▸ ASSIGNMENT: Copy out, from the entries below, each line that holds the string "missing".

▸ SOURCE DATA:
|---|
Issue #2324, opened 2025-11-12
Confusion of orientation in Cubical/PathSquare.v


marcbezem:
It seems there is a typo in line 13 of Cubical/PathSquare.v, as two points are labelled x01:
```
(* 
        x00 ----pi0---- x01
         |               |
         |               |
        p0i     ==>     p1i
         |               |
         |               |
        x01-----pi1-----x11
 *)
```
Since the top path is labelled pi0, it seems logical that the top right point is x10.
(This is also compatible with the convention of an xy-plane with horizontal x-axis.)
However, the first argument of PathSquare has the type a00 = a10, and the order
of the arguments would then become top, bottom, left, right. All later references
to this order, as well as to 'horizontal' and 'vertical', would be confusing, or even wrong
I happen to work on this file (adding an interchange lemma), and would propose
to change the diagram into:
```
(* 
        x00 ----p0i---- x01
         |               |
         |               |
        pi0     ==>     pi1
         |               |
         |               |
        x10-----p1i-----x11
 *)
```
together with a cautioning remark about the yx-plane reading.
This would be a much smaller change than changing the rest of the file.

jdchristensen:
That sounds reasonable to me.  I think you should also change the `x`s into `a`s to match the formalization.  @Alizter do you agree with both suggestions?

PR #2325, opened 2025-11-14
Cubical/PathSquare.v: edit diagram in comment + formulate interchange lemma

marcbezem:
1. Please take a look at the edited diagram at the beginning of PathSquare.v, fixing #2324.
2. I added a formulation of an interchange lemma at the end.
2a. (minor) I didn't get the infix operators `@@h, @@v` to work.
2b. Just before `Admitted`, the proof state is:
```
1 goal
A : Type
x : A
h2i, vi2 : x = x
sq10 : PathSquare 1 1 1 h2i
sq01 : PathSquare 1 vi2 1 1
sq_concat_h (sq_concat_v 1%square sq10) (sq_concat_v sq01 1%square) =
sq_concat_v (sq_concat_h 1%square sq01) (sq_concat_h sq10 1%square)
```
 My plan would be the following. Through `equiv_sq_path` and some easy path algebra, the `sq`-variables correspond to 2-paths between `1 : x=x` and `h2i, vi2`, respectively. The latter are also variables, so we can do path induction on the 2-paths and assume they are reflexivity paths. In that case the `sq`-variables correspond  both to a `1%square` and the goal can be solved by reflexivity.

I'm new to this library, so I have difficulties getting this idea to work. Any help will be appreciated, both regarding the formulation of the interchange lemma and the feasibility of my idea to prove it.

### DIFF
--- a/theories/Cubical/PathSquare.v
+++ b/theories/Cubical/PathSquare.v
@@ -614,6 +614,26 @@ Defined.
 
 (* Interchange playground *)
 
+Definition experimental {A}
+(a : A)
+(P : A -> Type)
+(f : forall (x : A), (a = x) -> P(x))
+(g : forall (x : A), P(x) -> (a = x))
+(fxgxid: forall (x : A) (p : P x), (p = f x (g x p)))
+:
+forall (x : A)(p : P x), p = transport P (g x p) (f a 1).
+
+Proof.
+  intros.
+  remember (g x p) as gxp eqn:H.
+  destruct gxp. (* Syntax error: destruct (g x p) as gxp eqn:H.  *)
+  simpl. (* Here you see that p = f a 1 if g a p = 1 *)
+  destruct H.
+  apply fxgxid.
+Defined.
+
+
+
 Definition interchange {A}
 {a00 a10 a20 a01 a11 a21 a02 a12 a22 :A} (** 9 points in big square of 2x2 squares *)
 (** sq00, top left, 4 paths *)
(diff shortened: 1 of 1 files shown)


jdchristensen:
The following gets you a bit further:
```coq
Proof.
  destruct sq00, sq11.
  destruct vi2, h2i.
  simpl.
  rewrite (sq_concat_h_1s (p0y:=1) (p1y:=1) sq01).
  simpl.
  (* We're missing the analogous [sq_concat_v_1s].  Even with it, it's not clear to me how to proceed. *)
Admitted.
```
The reason I choose to destruct `vi2` and `h2i` on the second line is that the definition of the horizontal and vertical compositions uses `concat_p1`, so we want to destruct the paths that appear there, so that `concat_p1` computes to `refl`.  Then we have a computation law for horizontal composition of `sq_refl` on the left.  We're missing the corresponding result for vertical composition.  Even if we had it, I'm not sure what I would do next.

I've basically never used this part of the library.  Maybe @Alizter has more ideas?

jdchristensen:
> 2a. (minor) I didn't get the infix operators `@@h, @@v` to work.

Those notations are defined within a Section, and notations don't persist outside of the section they are defined in.  And it seems that Notation and Infix don't support `#[export]` or `Global`.   So those notations should be moved to right after the Section closes.  The `hr` notation is maybe too short to export globally, so it should remain in its section.

marcbezem:
See #2327. If that one is OK I didn't need help with `git`, but thanks anyway!

Alizter:
@marcbezem Generally PRs focusing on one particular issue or addition are easier to review and merge since my time budget is limited. If you have a bunch of loosely related changes that's fine too.

Here we have a GitHub bug. The other PR had the same commits and made this PR be considered merged. That wasn't my intention with merging #2327. What you will have to do is re-introduce the experiment you had the end, which is evidently now in the commit history. If you make a PR for that we can continue the discussion of how best to finish the goal there.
|---|
▸ ANSWER TO THE EXERCISE:
  (* We're missing the analogous [sq_concat_v_1s].  Even with it, it's not clear to me how to proceed. *)
The reason I choose to destruct `vi2` and `h2i` on the second line is that the definition of the horizontal and vertical compositions uses `concat_p1`, so we want to destruct the paths that appear there, so that `concat_p1` computes to `refl`.  Then we have a computation law for horizontal composition of `sq_refl` on the left.  We're missing the corresponding result for vertical composition.  Even if we had it, I'm not sure what I would do next.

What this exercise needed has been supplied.